Required work: Which of the lines below include the word "shot"? Pull each one out.

━━━━━ Extracted entries

PR #182, opened 2017-08-22
Vector interface (continued)

christiansandberg:
This pull requests continues the work done in #114 by @JulienGrv. Thanks for your hard work!


can/interfaces/vector/canlib.py
```diff
@@ -0,0 +1,176 @@
...
+import sys
+import time
+
+# Import Modules
+# ==============
+from can import BusABC, Message
+
+# Define Module Logger
+# ====================
+LOG = logging.getLogger('can.vector')
```
hardbyte: lowercase `log`

can/interfaces/vector/canlib.py
```diff
@@ -0,0 +1,176 @@
...
+# Import Standard Python Modules
+# ==============================
+import ctypes
+import logging
+import sys
+import time
+
+# Import Modules
+# ==============
+from can import BusABC, Message
```
hardbyte: No `CanError`?

can/interfaces/vector/canlib.py
```diff
@@ -0,0 +1,176 @@
...
+# Import safely Vector API module for Travis tests
+if sys.platform == 'win32':
+    from . import vxlapi
+else:
+    LOG.warning('Vector API does not work on %s platform', sys.platform)
+    vxlapi = None
+
+
+class VectorBus(BusABC):
+    """The CAN Bus implemented for the Vector interface."""
```
hardbyte: Should have a default `channel_info` string

can/interfaces/vector/canlib.py
```diff
@@ -0,0 +1,176 @@
...
+                hw_type = ctypes.c_uint(0)
+                hw_index = ctypes.c_uint(0)
+                hw_channel = ctypes.c_uint(0)
+                xl_status = vxlapi.get_appl_config(
+                    app_name=self._app_name,
+                    app_channel=app_channel,
+                    hw_type=hw_type,
+                    hw_index=hw_index,
+                    hw_channel=hw_channel)
+                if xl_status.value == vxlapi.XL_SUCCESS:
```
hardbyte: Would we also want to log if `xl_status.value` isn't success?

can/interfaces/vector/canlib.py
```diff
@@ -0,0 +1,176 @@
...
+    def recv(self, timeout=None):
+        end_time = time.time() + timeout if timeout is not None else None
+        event = vxlapi.XLevent(0)
+        while True:
+            event_count = ctypes.c_uint(1)
+            try:
+                vxlapi.receive(self.port_handle, event_count, event)
+            except vxlapi.VectorError as exc:
+                if exc.status != vxlapi.XL_ERR_QUEUE_IS_EMPTY:
+                    raise
```
hardbyte: Should we be logging the caught exceptions?

can/interfaces/vector/vxlapi.py
```diff
@@ -0,0 +1,859 @@
...
+_xlapi_dll = None
+if sys.platform == 'win32':
+    architecture = platform.architecture()[0]
+    try:
+        if architecture == '64bit':
+            _xlapi_dll = ctypes.windll.LoadLibrary('vxlapi64')
+        else:
+            _xlapi_dll = ctypes.windll.LoadLibrary('vxlapi')
+    except OSError:
+        if architecture == '64bit':
```
hardbyte: Don't need to check arch again. Just save the libname once:
```
lib_name = 'vxlapi64' if architecture == '64bit' else 'vxlapi'
```

can/interfaces/vector/vxlapi.py
```diff
@@ -0,0 +1,859 @@
...
+            LOG.error('Cannot load Dynamic XL Driver Library (vxlapi64.dll)')
+        else:
+            LOG.error('Cannot load Dynamic XL Driver Library (vxlapi.dll)')
+else:
+    LOG.warning('This library is only availabe for Windows')
+
+# Bus types
```
hardbyte: Your call @christiansandberg but might be nice to have all the constants in own file

can/interfaces/vector/vxlapi.py
```diff
@@ -0,0 +1,859 @@
...
+
+if _xlapi_dll is not None:
+    # xlOpenDriver();
+    xlOpenDriver = _xlapi_dll.xlOpenDriver
+    xlOpenDriver.argtypes = []
+    xlOpenDriver.restype = XLstatus
+    xlOpenDriver.errcheck = check_status
+
+
+    def open_driver():
```
hardbyte: We could use the `ctypesutil.LibraryMixin` or try abstract this argtype/resulttype/status checking better.

doc/interfaces/vector.rst
```diff
@@ -0,0 +1,15 @@
+Vector
+======
+
+This interface adds support for CAN controllers by `Vector`_.
```
hardbyte: Any limitations, a wishlist of things that could be better?

can/interfaces/vector/canlib.py
christiansandberg: I moved all the error raising to vxlapi.

can/interfaces/vector/canlib.py
christiansandberg: Perhaps, pylint actually complains if it is lowercase since it is a module constant...

can/interfaces/vector/canlib.py
christiansandberg: We don't want to log empty queue exception since that will happen hundreds of times per second.

can/interfaces/vector/vxlapi.py
christiansandberg: I don't really understand the purpose of that mixin. I would still need to specify the same amount of information so I don't see what the abstraction is.

can/interfaces/vector/vxlapi.py
christiansandberg: True. Most of the code in this module is not in use so I was thinking of stripping it down to make it easier to find the stuff that matters.

can/interfaces/vector/canlib.py
christiansandberg: I forgot to remove this check since an exception will be raised if it is not successful anyway.

PR #194, opened 2017-10-05
Boolean coercion to True, even for CAN frames with dlc==0

OscarStarink:
The following code did not print CAN frames that had zero data (dlc==0), because boolean coercion uses the overloaded `__len__()` 
```
msg = bus.recv(timeout=1)
if msg :
    print(msg)
```
By overloading `__bool__()` to return True, all CAN frames will be printed. Timeouts return None and will not be printed.

### DIFF
--- a/can/message.py
+++ b/can/message.py
@@ -83,6 +83,12 @@ class Message(object):
     def __len__(self):
         return len(self.data)
 
+    def __bool__(self):
+        return True
+
+    def __nonzero__(self):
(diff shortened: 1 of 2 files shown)


christiansandberg:
I think it’s a sensible change. In general though it’s safest to explicitly compare against None instead.

If this is to be merged it might be best to do it for the 2.0 release just in case someone relies on the old behavior.

PR #987, opened 2021-03-12
add set/get pcan device number

gordon-epc:
Add get_pcan_device_number and set_pcan_device_number methods, which gives the ability to get/set PCAN device number/ID like the PEAK-System PCAN-View application.

### DIFF
--- a/can/interfaces/pcan/pcan.py
+++ b/can/interfaces/pcan/pcan.py
@@ -297,6 +297,41 @@ class PcanBus(BusABC):
         status = self.m_objPCANBasic.Reset(self.m_PcanHandle)
         return status == PCAN_ERROR_OK
 
+    def get_device_number(self):
+        """
+        Return the PCAN device number.
+
+        :rtype: int
+        :return: PCAN device number
+        """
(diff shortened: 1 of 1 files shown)


gordon-epc:
I tested the new methods by connecting a PEAK-System PCAN-USB interface (IPEH-002021) to a Windows PC, executing the PCAN-View application, calling the set method and verifying that PCAN-View updated accordingly, and calling get and checking that it returned the expected value. I also tested the set method with a variety of good and bad parameter values and the method behaved appropriately.

hardbyte:
Thanks for the contribution, could you please take a look at the failing tests - https://travis-ci.com/github/hardbyte/python-can/jobs/490305673

KloolK:
Confirmed to also work with PCAN-USB FD (IPEH-004022) 👍

gordon-epc:
It looks like the failing test also failed the same way on the [current head of develop](https://github.com/hardbyte/python-can/runs/2076218313).

hardbyte:
Ahh that's not great. Thanks for following up.

PR #989, opened 2021-03-12
USB2CAN Windows error 8 fix

wiboticalex:
This pull request fixes occasional "error 8" status errors that I was experiencing when using a USB2CAN by ignoring them. This seemed to be the correct thing to do since RCV_EMPTY is already ignored, and the CANAL API pdf states that this error means "Nothing available to read. FIFO is empty".

I tested with a 64bit usb2can.dll version 1.0.9.0 from the "WinUSB CANAL DLL v1.0.0" link on the 8devices page. MD5 hash: e8757f04e3333b7f3dedf22b7f3d4d24. Hardware version 2.0, firmware version 2.3.

I also added the error codes specified in the CANAL API pdf to an enum so that more informative error messages can be printed for other error codes.

### DIFF
--- a/can/interfaces/usb2can/usb2canInterface.py
+++ b/can/interfaces/usb2can/usb2canInterface.py
@@ -141,7 +141,7 @@ class Usb2canBus(BusABC):
 
         if status == CanalError.SUCCESS:
             rx = message_convert_rx(messagerx)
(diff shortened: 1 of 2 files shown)


felixdivo (approved):
Looks good. :)

hardbyte (approved):

PR #991, opened 2021-03-22
Fix find_library call in PCAN layer, where PCAN library is loaded on Mac

nworbttam:
This PR fixes an issue in the PCAN Interface layer, where the `find_library` function wasn't being referenced properly.


sdorre:
It is a duplicate to #984

hardbyte:
Thanks, merged the fix via #984

Issue #993, opened 2021-03-23
pcan: neutral/german error messages cause logger exceptions


XelaRellum:
Any return value other than `PCAN_ERROR_OK` for _PCAN_ SDK functions will be translated to the corresponding error text.

The parameter to the SDK function `GetErrorText` specifiying the language is `0` (neutral language). This seems to mean the language of the system, because on my German Windows 10 system this results in a Germany message.

There seems to be a bug in the decoding of the error message to UTF-8.

It seems to be easier for me to use language code `0x9` (English) instead of fixing the decoding bug since the exceptions use English texts as well without using to localize them.

felixdivo:
Fixed by #994.

PR #994, opened 2021-03-23
pcan: force english error messages (#993)

XelaRellum:
On non-english Windows systems the "neutral" language causes
an UTF-8 encoding error while trying to log an error/warning.

Force using English error message which will not cause these.


hardbyte (approved):
Seems like a good compromise. 

If you do feel like looking into why you got an encoding error with the German error text please open another issue/PR.

Issue #992, opened 2021-03-23
send periodic a list of messages without wrapping


zorce:
Is it possible to send a list of messages periodically without wrapping when reaching the end of the list?
using the duration based on len(send_list) * cycle_time will overshoot and retransmit.

Creating a list of messages to send cyclic (including 20 or so muxed frames)

```
send_list = list()
for bmsg in bmsg_list:
    send_list.append(can.Message(arbitration_id=txid, is_extended_id=False, data=bmsg._data))

duration = len(send_list) * inhibit
task = c.bus.send_periodic(send_list, inhibit, duration=duration)
```

hartkopp:
So you would like so send this sequence as a one-shot event?
The **count** element in struct bcm_msg_head can limit the number of transmissions:
https://www.kernel.org/doc/html/latest/networking/can.html#broadcast-manager-protocol-sockets-sock-dgram
So if it is set to "20 or so" you should get a one-shot sequence transmission ...

zorce:
Yes that is correct, would like to send it as a one-shot event. Creating a list of muxed messages for "CAN-in-Automation" that needs to be sent on demand. 
If that count would be accessable as a parameter to send_periodic that would solve it for me just perfectly.

hartkopp:
https://python-can.readthedocs.io/en/master/bcm.html#can.broadcastmanager.MultiRateCyclicSendTaskABC is potentially what you need here. With subsequent_period being set to zero ...
But from the documentation I was not able to see whether you can provide more than one CAN frame via this API (for nframes being 20 or so)

zorce:
Have a fix for this, but have no idea how to push it :P
it is based on tag 4.0.0-dev.0 as I also need the send periodic with a list of multiple messages.

PR #995, opened 2021-03-24
Add end count to send periodic in BCM

zorce:
Add possibility to send periodic messages with a stop count as a criteria to facilitate one of sequences.
Discussed in issue https://github.com/hardbyte/python-can/issues/992

### DIFF
--- a/can/broadcastmanager.py
+++ b/can/broadcastmanager.py
@@ -104,6 +104,7 @@ class LimitedDurationCyclicSendTaskABC(CyclicSendTaskABC):
         messages: Union[Sequence[Message], Message],
         period: float,
         duration: Optional[float],
+        count: Optional[int],
     ):
         """Message send task with a defined duration and period.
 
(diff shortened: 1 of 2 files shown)


can/broadcastmanager.py
```diff
@@ -104,6 +104,7 @@ def __init__(
         messages: Union[Sequence[Message], Message],
         period: float,
         duration: Optional[float],
+        count: Optional[int],
```
hardbyte, line 107:
```suggestion
        count: Optional[int] = None,
```

can/broadcastmanager.py
```diff
@@ -222,12 +228,13 @@ def __init__(
...
                          on desired behaviour of `ThreadBasedCyclicSendTask`.
         """
-        super().__init__(messages, period, duration)
+        super().__init__(messages, period, duration, count)
         self.bus = bus
         self.send_lock = lock
         self.stopped = True
         self.thread = None
         self.end_time = time.perf_counter() + duration if duration else None
+        self.end_count = count if count else None
```
hardbyte, line 237:
```suggestion
        self.end_count = count
```

hardbyte (commented):
It would be good to connect the socketcan CyclicSendTask too if you're up for it?

A new test in `simplecyclic_test.py`  would be appreciated too

zorce:
Sure will modify your suggestions and try to add a test aswell.
And also see if I could add it for socketcan interface.

felixdivo:
@zorce You can also just click on "Commit Suggestion" right from the GUI to apply the changes by hardbyte.

felixdivo:
@zorce Some conflicts have popped up by now.

PR #1012, opened 2021-04-15
Add more typying

felixdivo:
Attempts to add type hints for all previously untyped parts of the files in `can/` (but not in subdirectories). To this end, `can.Bus.send_periodic` had to be changed a bit and `can.ctypesutil` partly rewritten. However, the result should be simpler to comprehend.

All changes are internal ones in that no code outside of the touched ones should need adaption.

Since only IXXAT currently uses `ctypesutil`, that interface should perhaps be tested with these changes. However, I do not have the appropriate hardware at hand.

### DIFF
--- a/can/bus.py
+++ b/can/bus.py
@@ -172,7 +172,7 @@ class BusABC(metaclass=ABCMeta):
 
     def send_periodic(
         self,
-        msgs: Union[Message, Union[List[Message], Tuple[Message, ...]]],
+        msgs: Union[Message, Sequence[Message]],
         period: float,
         duration: Optional[float] = None,
         store_task: bool = True,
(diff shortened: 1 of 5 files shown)


can/bus.py
```diff
@@ -172,7 +172,7 @@ def send(self, msg: Message, timeout: Optional[float] = None):
 
     def send_periodic(
         self,
-        msgs: Union[Sequence[Message], Message],
+        msgs: Union[Message, Union[List[Message], Tuple[Message, ...]]],
```
hardbyte, line 175: Any reason for this change? Just curious how it was incorrect, or why this is better?

hardbyte (approved):

can/bus.py
felixdivo: I changed it since that is more in line with what is actually checked and what the error tells the user. But now that I look at it, we should probably do `isinstance(msgs, S)` instead of `isinstance(msgs, (list, tuple))` and keep the old typing.

felixdivo:
I'm somewhat confused by *mergify*. Shall I just merge it manually?

felixdivo:
@Mergifyio refresh

hardbyte:
> I'm somewhat confused by _mergify_. Shall I just merge it manually?

Yeah it appears to be taking the mergify config from this branch rather than develop.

━━━━━━━━━━

Answer to this exercise:
So you would like so send this sequence as a one-shot event?
So if it is set to "20 or so" you should get a one-shot sequence transmission ...
Yes that is correct, would like to send it as a one-shot event. Creating a list of muxed messages for "CAN-in-Automation" that needs to be sent on demand. 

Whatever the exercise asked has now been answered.